Wow, that is just what I needed to hear. I'm sorry your going through so much, you are a strong person and I can say your an inspiration to all of us.
Hugs
Wobbly
You are one of my favorites Wobbly
Alex
Alex touches on a very important part of the MS experience, the emotional part. For many, hearing that we have an incurable disease attacking our central nervous system is overwhelming.
One way to approach the news is to ewquate it to the grieving process following the loss of a loved one. Elisabeth Kubler-Ross defined 5 stages of the grieving process (https://www.hdsa.org/images/content/1/3/13080.pdf).
I saw a therapist for a year after I was diagnosed. We worked through the stages and I emerged in a much better state, both in terms of my disease and my life in general.
Nothing (yet) is going to make my MS go away, but I have been able to put it in the proper emotional place :-)
Kyle
You have put it into perspective, Alex, very well. I might add that Elisabeth Kubler-Ross mentioned that they do not have to appear in order, and can return. I, for one, often go thru denial, especially when I've had a good 6 months run of no problems. I look at my "wad" of pills (I being one who didn't want to take pills) and feeling great, wonder why I am taking them, why can't I just put them up until I need them, and my medical background tells me, they probably help me stay this way.
I have the hardest time explaining the waxing and waning of my symptoms to friends and family, who still don't understand it. When I am well, they think I am on the way to "cured". Alex is my hero, when I am feeling sorry for myself, I think back to all the personal and emotional thoughts she has shared with us over the years and know that my life could be much, much worse.
Her plate is full and yet she is such a graceful lady and living life to the fullest. When I have questions and am struggling with dog training, she is always there for me.
She is an angel who walks among us, providing inspiration. And yes, we have a wonderful group of well versed people here who help others with their new diagnosis and offering suggestions on how we each handle it.
This forum is the main reason I am doing well. I was a mess when I joined.
Alex
And you are helping some of the rest of us become less of a mess than we already feel, so thank you!
Karen
HI Alex,
Thank you for sharing with us. I too get a lot of strength from your posts. You are an amazing woman.
HUGS, barb
As always, thank you Alex for sharing your story, your emotions and your reality with us. I especially like that you have tried to emphasize a point that shadowsister DJ always tells me - our experiences with MS are different than the next person and they also need to be validated. Just because someone else appears to have so much worse going on, doesn't lessen our own reality of troubles living with a chronic disease. We may not be traveling on the same path but we are at least on parallel journeys.
Alex, Continue to stay in the moment and keep reminding all of us how good life can be if we stop letting the obstacles in our thinking keep it otherwise.
hugs, Laura
I thank you, too, Alex. Thank you for being here... I believe(know) that there are others you are helping that you will never hear or see.
You have had an amazing journey and it sounds like you are keeping it amazing. An *active bucket list!
I guess I am one of the :lucky"ones I was diagnosed very quickly and aside from severe fatigue have been very lucky......hold onto last comment i went into a relapse and i ended up in emerg, i can't explain the pain other than i think my left leg is giving birth, i seem to have the worst most paifull contractions every two minutes.After the emerg visit they did give me some pills that offer comfort and hopefully have enough of them to cover this relapse, your write up was good, once in a while we needto be reminded we are not alone
I really needed to read this. I haven't really dealt with it. I'm sitting here bawling just reading this. I've gained 40 lbs, that's how I've dealt with it, obviously. None of my family or friends want to hear about it. Anytime I bring up a pain or sensation that is out of the ordinary, I get eye rolls or change of subject, or a "yeah! I have that too sometimes!" I don't know why, but that is so frustrating to me. So I shut up and eat. I probably should see a psychiatrist.

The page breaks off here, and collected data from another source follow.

PR #453, opened 2026-07-28
feat(blob): support placeholder fallback for partial updates

### LINKED ISSUE #452: [Feature] Support row-level blob placeholder fallback for data-evolution partial updates
### Search before asking

### Motivation

Java Paimon supports partial updates of blob columns on data-evolution tables: a partial update rewrites only the touched rows, and the new blob file records every untouched row as a placeholder entry (`BlobFormatWriter.PLACE_HOLDER_LENGTH = -2`, no data bytes). At read time, `BlobFallbackRecordReader` groups the blob files of a bunch by `maxSequenceNumber` and resolves each row to the newest layer holding a real (non-placeholder) entry.

paimon-cpp currently supports neither side of this protocol:

- The blob format writer has no way to produce a `-2` placeholder entry, and the blob format reader does not understand one.
- `DataEvolutionSplitRead::BlobBunch` keeps only the newest file per row range and rejects overlapping layers, so tables produced by Java engines via data-evolution partial updates (e.g. Spark `MERGE INTO` touching a blob column) either fail to read or lose the fallback semantics.

### Solution

Align the whole chain with the Java implementation:

1. **Format layer**: `bin_length == -2` marks a placeholder entry (no payload bytes, offset not advanced), byte-compatible with the Java writer. The write side detects a placeholder value in-band and records `-2`. By default the blob reader fails when it encounters a placeholder entry; the internal format option `blob.internal.emit-placeholder-sentinel` switches it to emit an in-band 9-byte sentinel (`0x01` + `"BLOBPLHD"`) instead. The sentinel is in-band (rather than Java's singleton reference comparison) because `format/blob` is a plugin library and placeholder semantics must survive the main library's schema-mapping readers — the same precedent as sniffing serialized `BlobDescriptor`s by their magic header.
2. **`BlobBunch`**: keep all blob files (aligned with Java's `BlobFileBunch`), where files sharing a `max_sequence_number` form one non-overlapping layer. When every file shares a single `max_sequence_number`, `SequentialReadOptimize()` keeps the existing concat fast path.
3. **`BlobFallbackBatchReader`** (new): merges the layers of one blob bunch, ordered by `max_sequence_number` descending; row-id ranges a layer does not cover are padded with placeholder gap segments so all layers step in lockstep; each output row takes the first non-placeholder layer, and a row that is a placeholder in every layer degrades to null. Row-range pushdown is honored per layer, including inside gaps.
4. **`DataEvolutionSplitRead`**: when a blob bunch spans multiple sequence layers, build the fallback reader instead of the concat reader, and pass the internal format option through `AbstractSplitRead::CreateRawFileReaders`.

Covered by format-level golden-bytes tests (byte-aligned with `BlobFormatWriterTest` in Java), unit tests for the fallback merge (batch-boundary sweeps, gaps, all-placeholder, null-wins semantics), `BlobBunch` layering tests, and end-to-end tests including a compacted multi-layer scenario mirroring Java's `BlobUpdateTest.testReadCompactedBlobSequenceGroups`, per-row row-range reads, and a `blob_as_descriptor` read-mode variant.

### Anything else?

Known divergences from Java left for follow-up discussion:

- `BlobBunch` requires all layers to share one `schema_id`, while Java's `BlobFileBunch` only requires equal `writeCols`; a partial update committed after a schema change would currently fail to read in C++ and may need the check relaxed.
- For a row that is a placeholder in every layer, Java preserves `_ROW_ID` and sets `_SEQUENCE_NUMBER` to `-1`, while the C++ fallback nulls all columns of the bunch schema; this is only observable when a blob bunch serves system columns (blob-only splits).
- The in-band sentinel carries a theoretical collision risk for a user blob whose content equals the 9 sentinel bytes, the same class of risk as descriptor magic sniffing; Java's reference comparison is immune.
- Java applies deletion vectors to placeholder gap readers; the C++ data-evolution blob read path does not wire deletion vectors yet (pre-existing).
- Java also supports `ARRAY<BLOB>`/`MAP<_, BLOB>` placeholders; out of scope while paimon-cpp rejects nested blob fields.

SteNicholas:
### Purpose

Linked issue: close #452

A data-evolution partial update rewrites only the touched rows of a blob column and records every untouched row as a placeholder entry (`bin_length -2`, no data bytes). This PR makes the whole chain understand such entries.

One design note up front, since it is the main thing to review: Java identifies a placeholder by JVM reference identity on a singleton (`BlobPlaceholder.INSTANCE`), so a user blob can never be mistaken for one. That is not available here — values cross the C++ read/write chain as Arrow `large_binary` bytes, with no room for object identity — so placeholders are identified by exact byte equality with an internal reserved sentinel instead. The on-disk protocol (`bin_length -2`) stays identical to Java; the accepted collisions below are the price of that substitution.

- **Blob format, write side**: the placeholder protocol is opt-in via the internal format option `blob.internal.write-placeholder` (`BlobDefs::kWritePlaceholderKey`, `false` by default), enabled only for data-evolution partial updates, i.e. blob-only column writes of a table with data evolution enabled. Under the protocol, a value exactly equal to the internal reserved sentinel `_PAIMON_BLOB_PLACEHOLDER` (`BlobDefs::kPlaceholderSentinel`, exposed as `BlobDefs::PlaceholderSentinelView()`) is persisted as a `bin_length -2` entry without payload bytes; any other value is stored verbatim. Outside the protocol the writer never interprets values at all. The gate cannot distinguish a first write from an update, so a blob-only first write also runs under the sentinel channel.
- **Blob format, read side**: the reader fails on placeholder entries by default; the internal option `blob.internal.emit-placeholder-sentinel` (`BlobDefs::kEmitPlaceholderSentinelKey`, `false` by default, set only by the fallback read path) switches it to emit the sentinel bytes for `-2` entries, so after the batch has passed through schema-mapping readers, the fallback merge can identify placeholders by exact byte equality. Sentinel bytes are never stored in blob files. Unlike Java, whose blob reader always emits the placeholder singleton and only fails when a consumer touches it, the failure here happens at read time with an explicit message.
- **Accepted collisions**: there is no escaping anywhere in the chain, so a user blob whose bytes exactly equal the sentinel collides with the marker in two ways. Written through the partial-update channel, it is persisted as a placeholder entry that a single-layer read then rejects loudly, since no older layer can resolve it. Left untouched in an older layer under a later partial update, it reads as a placeholder in every layer and silently degrades to a null blob. The sentinel is distinctive enough that both are accepted as negligibly improbable; they are documented on `BlobDefs::kPlaceholderSentinel` and pinned by tests. Outside the two internal channels values are never interpreted, so a sentinel-equal blob round-trips verbatim through a normal write and read.
- **Internal channels are not user-reachable**: both `blob.internal.*` keys are stripped from user-supplied table options on the write path (`BlobDataFileWriterFactory::CreateWriter`) and on the read path (`AbstractSplitRead::PrepareReaderBuilder`) before each applies its own decision, so setting them in table options has no effect and only the internal data-evolution paths can enable the protocol.
- **`BlobBunch`**: keeps all blob files of a bunch, where files sharing a `max_sequence_number` form one non-overlapping layer; overlaps across layers are the expected shape of partial updates. When every file shares a single `max_sequence_number`, `SequentialReadOptimize()` keeps the existing concat fast path. This mirrors Java's `BlobFileBunch`, which likewise retains every file rather than filtering by max sequence number.
- **`BlobFallbackBatchReader`** (new, aligned with Java's `BlobFallbackRecordReader` / `AllPlaceholdersRecordReader`): merges the layers of one blob bunch ordered by `max_sequence_number` descending; row-id ranges a layer does not cover are padded with placeholder gap segments so all layers step in lockstep; each output row takes the newest non-placeholder layer, and an explicitly written null wins over older layers. A row that is a placeholder in every layer degrades to a null blob while keeping its `_ROW_ID` and reporting `-1` as its `_SEQUENCE_NUMBER`; resolved rows report their layer's sequence number. Row-range pushdown is honored per layer, including inside gaps. Unlike Java's `ForceSingleBatchReader`, the layers are stepped in a `read_batch_size` window rather than materialized as a single batch.
- **`BlobFileBatchReader`**: `GetPreviousBatchFileRowId` now stays usable when a selection bitmap removed rows, mapping batch positions back to original file row indexes through `target_blob_row_indexes_` — required by `CompleteRowTrackingFieldsBatchReader` to synthesize `_ROW_ID` under row-range pushdown.
- **`CompleteRowTrackingFieldsBatchReader`**: takes an explicit optional `file_field_names` (from `DataFileMeta::write_cols`) declaring the physical fields of a format without a self-describing file schema (blob); self-describing formats keep querying `GetFileSchema()`. Unrelated `NotImplemented` errors stay visible instead of being treated as an empty schema.
- **`DataEvolutionSplitRead`**: builds the fallback reader when a blob bunch spans multiple sequence layers, and passes the internal format options through `AbstractSplitRead::CreateRawFileReaders` (explicit `extra_format_options` parameter, no default arguments).
- **`DataEvolutionFileReader`**: `Create` accepts a single inner reader — a blob-only write collapses every layer of a merge split into one blob bunch, and the degenerate union still maps the bunch's fields into read schema order and null fills unmatched read fields. Reader offsets are now validated against the reader count instead of requiring at least two readers. Java relaxed the same check from `> 1` to `>= 1` in the commit that introduced the placeholder protocol.
- **`DataEvolutionBatchScan`**: `WrapToIndexedSplits` derived a split's row id range from its first and last file only. That bounding range relies on an invariant that does not hold — the row-id ranges of the files in a split may be unordered, discontiguous or overlapping, since `DataEvolutionSplitGenerator` can bin-pack disjoint groups into one split — so it both admitted row ids no file of the split covers and, for a partial-update blob layer covering a strict subrange, truncated the range and silently dropped requested row ranges at scan time. The index is now intersected with each file's row-id range separately and the results are sorted and merged (`Range::SortAndMergeOverlap(..., adjacent=true)`), aligning with Java's `DataEvolutionBatchScan.wrap()`. `WrapToIndexedSplits` becomes `static` and visible for testing.

Not covered, unchanged by this PR: deletion vectors are rejected outright by `DataEvolutionSplitRead`, so unlike Java's fallback reader — which applies a deletion vector to both file segments and placeholder gaps — the fallback path here has no deletion-vector handling to align yet.

### Tests

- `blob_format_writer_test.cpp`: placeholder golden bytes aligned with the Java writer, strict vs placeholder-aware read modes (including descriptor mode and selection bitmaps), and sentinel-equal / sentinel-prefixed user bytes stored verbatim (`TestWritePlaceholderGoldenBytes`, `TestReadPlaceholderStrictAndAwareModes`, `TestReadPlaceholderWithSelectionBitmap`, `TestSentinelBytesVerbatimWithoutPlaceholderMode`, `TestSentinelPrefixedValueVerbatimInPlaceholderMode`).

Wow, Alex, that was a powerful posting. You know how I feel about you,and how you shine, even in the middle of the storms/ hurricanes, tornadoes, and gale force winds. ... it has been a lot, and you are an inspiration for us all.
I only wish I could get up and do something like you. I wish for my son to accept my dx and come back to the family.
I know about the talking about the MS, and how if effects each of our lives, every moment of the day, and even lots of night hours too. When people say, " ooh for heaven's sake, just get over it" well, that is when I think of you, and your comment about having people worse off than you, and I sure have seen that in my life, people who have now left this earth, and when I walked out of the Hospice, I took a deep breath and realized just how "lucky" I actually am.
So, I get it, in Canada, we have a psychiatrist at the MS clinic in one of our major hospitals , so when you go there to see the Neuro's, you have to see the "shrink" , and I actually love it, as so many things have been going on in my life that isn't just my health, it is so nice to have someone to bounce stuff off to.
Good luck, and chin up, we are all here for you,
Candy
Alex, I think your post will help more people than you'll ever know.